Raw data →
PR #395, opened 2020-12-09
Added Random number generator

FahimFuad:
### Description
Hazel is missing a random number generator. This Pull Request adds a random number generator class, which is a header only random number generator. This currently supports 4 data types, `int`, `float`, `double` and `bool`. It is a templated static function which is  super easy to use!

### DIFF
--- a/Hazel/src/Hazel.h
+++ b/Hazel/src/Hazel.h
@@ -22,6 +22,7 @@
 #include "Hazel/Scene/Entity.h"
 #include "Hazel/Scene/ScriptableEntity.h"
 #include "Hazel/Scene/Components.h"
+#include "Hazel/Utils/Random.h"
 
 // ---Renderer------------------------
 #include "Hazel/Renderer/Renderer.h"
--- a/Hazel/src/Hazel/Utils/Random.h
+++ b/Hazel/src/Hazel/Utils/Random.h
@@ -1,0 +1,73 @@
+#pragma once
+#include <random>
+
+namespace Hazel
+{
+	class Random
+	{
+	public:
+		template<typename T>
+		static T HZRandom(T min = 0, T max = 100)
+		{
+			if constexpr (std::is_same_v<T, int>)
+			{
+				if (min > max)
+				{
+					std::swap(min, max);
+					HZ_CORE_WARN("Minimum is greater than maximum in {0}", __FUNCTION__);
+				}
+
+				std::uniform_int_distribution<> distribution(min, max);
+				auto& mt = Engine();
+				return distribution(mt);
+			}
+
+			if constexpr (std::is_same_v<T, float>)
+			{
+				if (min > max)
+				{
+					std::swap(min, max);
+					HZ_CORE_WARN("Minimum is greater than maximum in {0}", __FUNCTION__);
+				}
+
+				std::uniform_real_distribution<T> distribution(min, max);
+				auto& mt = Engine();
+				return distribution(mt);
+			}
+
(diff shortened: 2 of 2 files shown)


CybernetHacker14:
Does this return duplicate values? Or does it work like a UUID generator?

FahimFuad:
@CybernetHacker14  Yes this return duplicate values, depends on your luck! 🙂

3x3y3z3t:
Possibly duplicate with #225, but it seems that the other author have abandoned his PR...

csp256:
I haven't tried it but it looks reasonable enough for a start. 

As a nitpick, I'd prefer to name the static function something other than `HZRandom()`, but I've been a bit out of the loop on Hazel and not sure if that follows the naming conventions. Why not something like `Random::Uniform()` or `Random::Sample()`?

I think providing default values to min and max is a little dangerous. I would expect `Random<int>(20)` to return something from 0..20, not 20..100. I also would not expect `Random()` to return something other than a random value from either the unit interval or the full range.

As an aside, I clicked on this PR originally wondering if Hazel had a vector3 class yet, because functions like "random point on sphere surface" and whatnot are very useful in games and should be added. I see that's not the case...

Lecrapouille:
Hi guys, I was watching PR from latest to newer, so I did not see this topic first and this is the reason why I added comments on #225 but that can be in relation with this PR. But beware of your comments: you should inform if your random function return a number within `[min max[` or `[min max]`

FahimFuad:
@Lecrapouille It's inclusive.

csp256:
Isn't the standard a half open interval? (excludes max) It is certainly the default behavior I've come to expect.

FahimFuad:
Okay I am making it as the half open interval 😊. @LovelySanta is the function `HZRandom<>()` name suits for this? I don't perfectly know what convention or naming style of static functions is preferred by you guys.

LovelySanta:
It's always tricky to fullfill everyones needs...

1. If it was up to me, I would first of all let the Random class be the thing you use, not the distribution you get from it which you then use to sample... So every instance of Random would result in independent random variables, the constructor of `Hazel::Random()` would allow for a seed, which is also usefull, think about deterministic behaviour in multiplayer, where random is not so random, as it must be the same for all players...

2. Have functions (+overloaders) such that for example I would have a function `double Hazel::Random::Uniform()` as a default, which is uniform in [0,1[, then `T Hazel::Random::Uniform(T max)` in [0, max[ and `T Hazel::Random::Uniform(T min, T max)` in [min, max[. A basic example without boilerplate code around it is shown below.
```cpp
double Hazel::Random::Uniform() {...}

template<typename T>
T Hazel::Random::Uniform(T max)
{
    return max * Uniform();
}

template<typename T>
T Hazel::Random::Uniform(T max)
{
    return min + Uniform(max - min);
}
```

3. Back to your code... I would then have different functions for bernoulli and maybe a normal distribution as well?
In any case, the last if constexpr at line 61 can be ommited, the other constexpr are returning early...

That's how I would do it as a start, after that, start optimizing with performance tests

FahimFuad:
@LovelySanta  Will I change the code? 🤔

LovelySanta:
I don't feel it's ready in its current state, keep in mind this is not the smallest project either as it can see some intense use when going for procedural generation for example, however I do feel it could be a useful addition, maybe not on it's own, but with some uses, yes, for sure.

FahimFuad:
I will try to implement these later if I get time, I have exams now and I don't want a junk PR in Hazel's Open Pull Requests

Directions →
What you return should match the listing above exactly.

Solution to this task →
PR #395, opened 2020-12-09
Added Random number generator

FahimFuad:
### Description
Hazel is missing a random number generator. This Pull Request adds a random number generator class, which is a header only random number generator. This currently supports 4 data types, `int`, `float`, `double` and `bool`. It is a templated static function which is  super easy to use!

### DIFF
--- a/Hazel/src/Hazel.h
+++ b/Hazel/src/Hazel.h
@@ -22,6 +22,7 @@
 #include "Hazel/Scene/Entity.h"
 #include "Hazel/Scene/ScriptableEntity.h"
 #include "Hazel/Scene/Components.h"
+#include "Hazel/Utils/Random.h"
 
 // ---Renderer------------------------
 #include "Hazel/Renderer/Renderer.h"
--- a/Hazel/src/Hazel/Utils/Random.h
+++ b/Hazel/src/Hazel/Utils/Random.h
@@ -1,0 +1,73 @@
+#pragma once
+#include <random>
+
+namespace Hazel
+{
+	class Random
+	{
+	public:
+		template<typename T>
+		static T HZRandom(T min = 0, T max = 100)
+		{
+			if constexpr (std::is_same_v<T, int>)
+			{
+				if (min > max)
+				{
+					std::swap(min, max);
+					HZ_CORE_WARN("Minimum is greater than maximum in {0}", __FUNCTION__);
+				}
+
+				std::uniform_int_distribution<> distribution(min, max);
+				auto& mt = Engine();
+				return distribution(mt);
+			}
+
+			if constexpr (std::is_same_v<T, float>)
+			{
+				if (min > max)
+				{
+					std::swap(min, max);
+					HZ_CORE_WARN("Minimum is greater than maximum in {0}", __FUNCTION__);
+				}
+
+				std::uniform_real_distribution<T> distribution(min, max);
+				auto& mt = Engine();
+				return distribution(mt);
+			}
+
(diff shortened: 2 of 2 files shown)


CybernetHacker14:
Does this return duplicate values? Or does it work like a UUID generator?

FahimFuad:
@CybernetHacker14  Yes this return duplicate values, depends on your luck! 🙂

3x3y3z3t:
Possibly duplicate with #225, but it seems that the other author have abandoned his PR...

csp256:
I haven't tried it but it looks reasonable enough for a start. 

As a nitpick, I'd prefer to name the static function something other than `HZRandom()`, but I've been a bit out of the loop on Hazel and not sure if that follows the naming conventions. Why not something like `Random::Uniform()` or `Random::Sample()`?

I think providing default values to min and max is a little dangerous. I would expect `Random<int>(20)` to return something from 0..20, not 20..100. I also would not expect `Random()` to return something other than a random value from either the unit interval or the full range.

As an aside, I clicked on this PR originally wondering if Hazel had a vector3 class yet, because functions like "random point on sphere surface" and whatnot are very useful in games and should be added. I see that's not the case...

Lecrapouille:
Hi guys, I was watching PR from latest to newer, so I did not see this topic first and this is the reason why I added comments on #225 but that can be in relation with this PR. But beware of your comments: you should inform if your random function return a number within `[min max[` or `[min max]`

FahimFuad:
@Lecrapouille It's inclusive.

csp256:
Isn't the standard a half open interval? (excludes max) It is certainly the default behavior I've come to expect.

FahimFuad:
Okay I am making it as the half open interval 😊. @LovelySanta is the function `HZRandom<>()` name suits for this? I don't perfectly know what convention or naming style of static functions is preferred by you guys.

LovelySanta:
It's always tricky to fullfill everyones needs...

1. If it was up to me, I would first of all let the Random class be the thing you use, not the distribution you get from it which you then use to sample... So every instance of Random would result in independent random variables, the constructor of `Hazel::Random()` would allow for a seed, which is also usefull, think about deterministic behaviour in multiplayer, where random is not so random, as it must be the same for all players...

2. Have functions (+overloaders) such that for example I would have a function `double Hazel::Random::Uniform()` as a default, which is uniform in [0,1[, then `T Hazel::Random::Uniform(T max)` in [0, max[ and `T Hazel::Random::Uniform(T min, T max)` in [min, max[. A basic example without boilerplate code around it is shown below.
```cpp
double Hazel::Random::Uniform() {...}

template<typename T>
T Hazel::Random::Uniform(T max)
{
    return max * Uniform();
}

template<typename T>
T Hazel::Random::Uniform(T max)
{
    return min + Uniform(max - min);
}
```

3. Back to your code... I would then have different functions for bernoulli and maybe a normal distribution as well?
In any case, the last if constexpr at line 61 can be ommited, the other constexpr are returning early...

That's how I would do it as a start, after that, start optimizing with performance tests

FahimFuad:
@LovelySanta  Will I change the code? 🤔

LovelySanta:
I don't feel it's ready in its current state, keep in mind this is not the smallest project either as it can see some intense use when going for procedural generation for example, however I do feel it could be a useful addition, maybe not on it's own, but with some uses, yes, for sure.

FahimFuad:
I will try to implement these later if I get time, I have exams now and I don't want a junk PR in Hazel's Open Pull Requests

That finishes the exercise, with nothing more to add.